Стоит ли удивляться, что коренные французы лишены ярко выраженных антропологических черт? Вспомним хотя бы таких популярных французских киноактеров, столь непохожих друг на друга, как Луи де Фюнес и Жан Габен, Пьер Ришар и Филипп Нуаре, Катрин Денев и Анни Жирардо! Еще более разношерстна парижская толпа, и в то же время она более «усреднена», чем прохожие на улицах любых других европейских городов, особенно скандинавских, где преобладает классический северный тип высоких, худощавых и голубоглазых блондинов, или средиземноморских, где чаще попадаются низкорослые, коренастые, по-южному смуглые брюнеты. Север и Юг Европы встретились и смешались именно на французской земле, на берегах ленивой, медленно текущей Луары. «Франция — не раса, а культура», — заметил бывший премьер-министр Рай- мон Барр.

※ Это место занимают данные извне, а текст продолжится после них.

PR #9529, opened 2023-08-28
CI: Add automatic code annotations for macOS arm64 builds

PatTheMav:
### Description
Adds automatic code annotations of warnings and errors for pull requests and scheduled nightly builds.

### Motivation and Context
Warnings and errors are usually buried within the build output and thus require more work to pick up for reviews.

By adding annotations the offending code parts can be reviewed directly in GitHub's CI, jumping directly to the code lines that generated the warning or error.

This is currently enabled for macOS arm64 builds only due to `xclogparser` only being available for Xcode build logs. But if other tools can generate similar JSON files (or files as similarly easy to convert using `jq`) the annotations can be added for other platforms as well.

### How Has This Been Tested?
Tested on local fork and successfully checked out generated warnings.

### Types of changes

### Checklist:


PatTheMav:
Annoyingly, pull requests with a 3rd party fork as the source are limited to `read` permissions, so PRs can never be annotated this way (PRs from the same fork do not have this limitation which is why I was able to test this on my own fork successfully).

As such this requires either a push, dispatch, or scheduled workflow run as only those are able to get `write` permissions for checks.

RytoEX (approved):
This is probably fine. I suppose we'll see how it goes later.

PR #9530, opened 2023-08-28
mac-videotoolbox: Set default keyframe interval to 2 seconds, Remove CRF 0 second keyint override

gxalpha:
### Description

0 seconds means "auto" according to the [documentation](https://developer.apple.com/documentation/videotoolbox/kvtcompressionpropertykey_maxkeyframeinterval), but this appears
to be broken in many configurations (more than just CRF mode on Apple
Silicon). With some encoders it means that the encoder sets a keyframes
every 31st frame, other times it just doesn't set any keyframes at all
after the first one, only rarely does the "auto" interval actually
appear to work.
Lets just set the default to 2 seconds and be happy. In theory this is
the maximum keyframe interval and encoders are allowed to set more if
they so wish, but they never appear to do so.

Also removes the 0 second keyint override in CRF mode.
The 0 second default interval no longer happens per default, if
someone explicitly sets the interval to 0 seconds ("auto"), we should
allow them to do that.

This change will effect existing configurations, but probably for the better.

### Motivation and Context

Videos without keyframes, from various encoders (Intel, Apple Silicon) and in various rate control configurations, still come up in support way too often.
This change should mostly eliminate them.

### How Has This Been Tested?

macOS 14
Tested that in Advanced the default is now 2 seconds; and in Simple the encoder always has 2 seconds.
Verified that recordings come out with a 2 second keyframe interval via ffprobe.

### Types of changes

### Checklist:

### DIFF
--- a/plugins/mac-videotoolbox/encoder.c
+++ b/plugins/mac-videotoolbox/encoder.c
@@ -596,18 +596,6 @@ static bool create_encoder(struct vt_encoder *enc)
 
 	if (enc->codec_type == kCMVideoCodecType_H264 ||
 	    enc->codec_type == kCMVideoCodecType_HEVC) {
-		/* Apple's documentation states that a keyframe interval of 0 will result in
-		 * the encoder automatically picking times to insert them; However, Apple's
-		 * encoder, when in CRF mode, will never actually insert any keyframes past
-		 * the very first one, rendering the files near-unusable in editors or
-		 * video players. So to avoid that happening, enforce a reasonable default
-		 * of 10 seconds in CRF mode. */
-		if (enc->keyint == 0 && strcmp(enc->rate_control, "CRF") == 0) {
-			VT_BLOG(LOG_INFO,
-				"Enforcing non-zero keyframe interval in CRF mode");
-			enc->keyint = 10;
-		}
-
 		// This can fail when using GPU hardware encoding
 		code = session_set_prop_int(
 			s,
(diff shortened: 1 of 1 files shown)


PatTheMav:
IIRC the setting actually sets keyframes according to actual scene changes (detected with some heuristics), so setting it to an automatic value will not do what people expect it to for the most part.

I think we reported this to Apple but I'm not aware if there will be any meaningful change to this behaviour on macOS 14.

derrod (commented):
On other encoders we use a nonzero keyframe default so that I'm not opposed to, but I'm wondering if this could break things for some users using CRF mode already and now would no longer have the safety blanket of a forced minimum keyframe interval.

gxalpha:
I think the impact would be pretty low? Seeing as we don't store defaults anyone who was set at the default 0/auto seconds is now at 2, it'd only be people who purposefully put it back to 0 probably?

basisbit:
+1 for changing the `default` keyframe setting value from 0 to 2. This change will improve simplicity of using OBS for many common use cases, thus also reducing support overhead, and it is one less setting which probably every video live streamer has to change every time they pick an encoder in the OBS video settings.

derrod:
In that case it's probably fine? Not a fan of even allowing the broken combination of a keyframe interval of 0 and CRF though.

gxalpha:
In that case I’d argue we should remove 0 completely. The point of this PR is that it’s *not* just 0 and CRF, but that the broken behavior as happened in various configurations with any rate control method.

Lain-B (approved):

PR #9535, opened 2023-08-29
mac-avcapture: Log if portrait or studio light effects are active

gxalpha:
### Description

These effects can remain enabled between devices (so enabling it on one device can mean it's later also enabled on another device), leading to cases of capture cards getting blurred.
Logging that the effects are enabled should make it easier to spot this in support.

### Motivation and Context

Blurred capture cards come up sometimes in support.
Medium term I'd also like to put a warning about it somewhere in the UI (maybe via the properties of the source, or the notifications system once it exists), but that brings UI/UX discussion with it. This PR just adds a log line on device selection (so on OBS startup or when a user switches the device).
Would like to get this into OBS 30.0 if possible (therefore the small scope).

### How Has This Been Tested?

macOS 14
Enabled the effects on my camera and saw it being logged upon device selection. Disabled the effects and saw that upon reselecting it would no longer be logged.

### Types of changes

### Checklist:

### DIFF
--- a/plugins/mac-avcapture/av-capture.mm
+++ b/plugins/mac-avcapture/av-capture.mm
@@ -1118,6 +1118,18 @@ static void capture_device(av_capture *capture, AVCaptureDevice *dev, obs_data_t
     obs_data_set_string(settings, "device_name", name);
     obs_data_set_string(settings, "device", dev.uniqueID.UTF8String);
     AVLOG(LOG_INFO, "Selected device '%s'", name);
+    if (@available(macOS 12.0, *)) {
+        if ([dev isPortraitEffectActive])
+            AVLOG(LOG_WARNING, "Portrait effect is active on selected device");
+    }
+    if (@available(macOS 12.3, *)) {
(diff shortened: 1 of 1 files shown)


PatTheMav:
Are those all known effects? I think there’s also the smart-follow mode, I’ll have to check if there’s a variable for it.

gxalpha:
>  I think there’s also the smart-follow mode, I’ll have to check if there’s a variable for it.

There is `isCenterStageActive`, yes. I didn't include it as I *believe* the camera must be explicitly able to use it, so at least for capture cards that wouldn't be an issue, but could include it as well.

PatTheMav:
> > I think there’s also the smart-follow mode, I’ll have to check if there’s a variable for it.
> 
> There is `isCenterStageActive`, yes. I didn't include it as I _believe_ the camera must be explicitly able to use it, so at least for capture cards that wouldn't be an issue, but could include it as well.

Right, I guess for capture cards checking for the two existing flags is sufficient.

PR #9536, opened 2023-08-30
libobs: Fix obs_output_video and obs_output_audio for encoded output

norihiro:
### Description

This PR partially reverts fb57eff21 and 645e31fa1 so that `obs_output_video` can return a valid pointer instead of NULL.

### Motivation and Context

Some plugins such as obs-websocket and obs-midi expect `obs_output_video` to return a valid pointer to calculate the duration of streaming and recording regardless of the output type is raw or encoded.

- https://github.com/obsproject/obs-websocket/blob/3cd81639457b789bda564cca58badf35f0285106/src/utils/Obs_NumberHelper.cpp#L31
- https://github.com/cpyarger/obs-midi/blob/6b9d12632370a994767284acf27482da73025b83/src/events.cpp#L340

The commit 645e31fa1 blocked `obs_output_set_media` to update `video` and `audio` pointers if it's an encoded type.  It resulted in the encoded output holding a released video pointer at the auto-config wizard.

Another commit fb57eff21 tried to fix the output context holding the released pointer. However, it broke the compatibility with the plugins.

### How Has This Been Tested?

OS: Fedora 37

1. Ran OBS and enabled obs-websocket.
2. Started streaming.
3. Called a request `GetStreamStatus` and checked it returns non-zero `outputDuration` field.

Also tested the auto-config wizard with the modification to accelerate the crash described in #9409 and checked it does not crash.

### Types of changes

### Checklist:

### DIFF
--- a/libobs/obs-output.c
+++ b/libobs/obs-output.c
@@ -201,10 +201,8 @@ obs_output_t *obs_output_create(const char *id, const char *name,
 	} else {
 		output->info = *info;
 	}
-	if (!flag_encoded(output)) {
-		output->video = obs_get_video();
-		output->audio = obs_get_audio();
-	}
+	output->video = obs_get_video();
+	output->audio = obs_get_audio();
 	if (output->info.get_defaults)
 		output->info.get_defaults(output->context.settings);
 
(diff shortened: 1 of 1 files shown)


tt2468:
Not sure this is the right approach. Will brainstorm today

norihiro:
Another solution could be this reverting PR + calling `obs_output_create` just before starting recording or streaming instead of calling `obs_output_create` at the beginning so that `video_t *`  won't be changed.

В стране, согласно переписи 1982 года, насчитывалось около четырех с половиной миллионов иностранных граждан. На первом месте оказались португальцы, затем алжирцы, итальянцы, марокканцы, испанцы, тунисцы, турки, уроженцы стран Индокитая, югославы, бельгийцы. Меньше всего выходцев из Сенегала, Камеруна, Ливана. Официальные цифры не дают, однако, полной картины. Немало иностранных рабочих-иммигрантов прибывает во Францию нелегально и живет по фальшивым документам, изготовление которых стало процветающим промыслом. Постоянно находясь под угрозой высылки, они оказываются жертвами наиболее жестокой эксплуатации.
Иммигранты, составлявшие в 1985 году около восьми процентов всего населения Франции и около семи процентов самодеятельного населения, заняты на самых тяжелых, грязных, низкооплачиваемых работах, особенно в таких отраслях, как строительство, сельское хозяйство, угледобыча. В последние годы их труд используют на потогонных конвейерах французских автозаводов. Улицы Парижа убирают малийцы, гостиницы обслуживают испанки, арабы копают траншеи для коммуникаций и кладут кирпичи новых домов.
Большая часть иностранцев сосредоточена вокруг крупнейших промышленных центров — Парижа, Лиона, Марселя. Города северо-восточных департаментов Нор и Па-де-Кале заселены шахтерами-поляками. Русские белоэмигранты селились в Пасси и в Медоне — к западу от Парижа. Нынешние выходцы из арабских и африканских стран осели в северо-восточных округах столицы. В лавчонках под вывесками с арабской вязью торгуют коврами, яркими тканями, покрывалами, всевозможным третьесортным тряпьем. В здешних кинотеатрах идут египетские и индийские фильмы, из дешевых ресторанчиков и кафе доносится запах кускуса — пшеничной каши с овощами, мангалы несут густой дым мерге- зов — сосисок, в которых больше жгучего красного перца, чем баранины. Худые высокие малийцы или сенегальцы раскладывают прямо на тротуаре кустарные африканские сувениры из кожи и поддельной слоновой кости, металлические запястья и кольца, и все это разительно напоминает не только узкие кривые улочки алжирской «касбы» или марокканской «медины», но и черные «гетто» Нью-Йорка, Бостона. Недавно в Париже появилась копия типичного заокеанского «чайнатауана», где живут выходцы из Гонконга, стран Юго-Восточной Азии.
В 60-х годах, на которые приходится пик иммиграции, она не создавала острых социальных или психологических проблем: темпы роста экономики были сравнительно высокими, безработица — небольшой, дешевая импортная рабочая сила служила немаловажным козырем французских промышленников в борьбе за мировые рынки. Знакомые французы в один голос уверяли меня тогда: «У нас возможен национализм, даже шовинизм, но расизм — никогда!» Действительно, какой там, казалось бы, расизм в стране величайшего смешения народов, на родине Декларации прав человека и гражданина? И все-таки даже в те времена на месте моих французских друзей я проявил бы большую осторожность в оценках и прогнозах, ведь сам термин «расизм» (как, впрочем, и «шовинизм») родился именно во Франции: его изобрел еще в XIX веке граф Жозеф-Артюр де Гобино — дипломат и писатель, выпустивший трактат «О неравестве человеческих рас».
В конце XVIII века один из основателей Соединенных Штатов, Бенджамин Франклин, в порыве благодарности французам за помощь в борьбе американских колоний за независимость от британской короны сказал: «У каждого человека есть два отечества — свое собственное и Франция». Спустя два с половиной столетия сатирик Пьер Данинос поправил его: «Однако пусть иностранец будет настороже, если только, буквально поняв это знаменитое выражение, он решит принять французское гражданство (что, кстати, не так-то просто. — Ему быстро дадут понять, что вторая родина — далеко не то же самое, что первая, и если ему что-нибудь не нравится — в конце концов, Франция для французов!»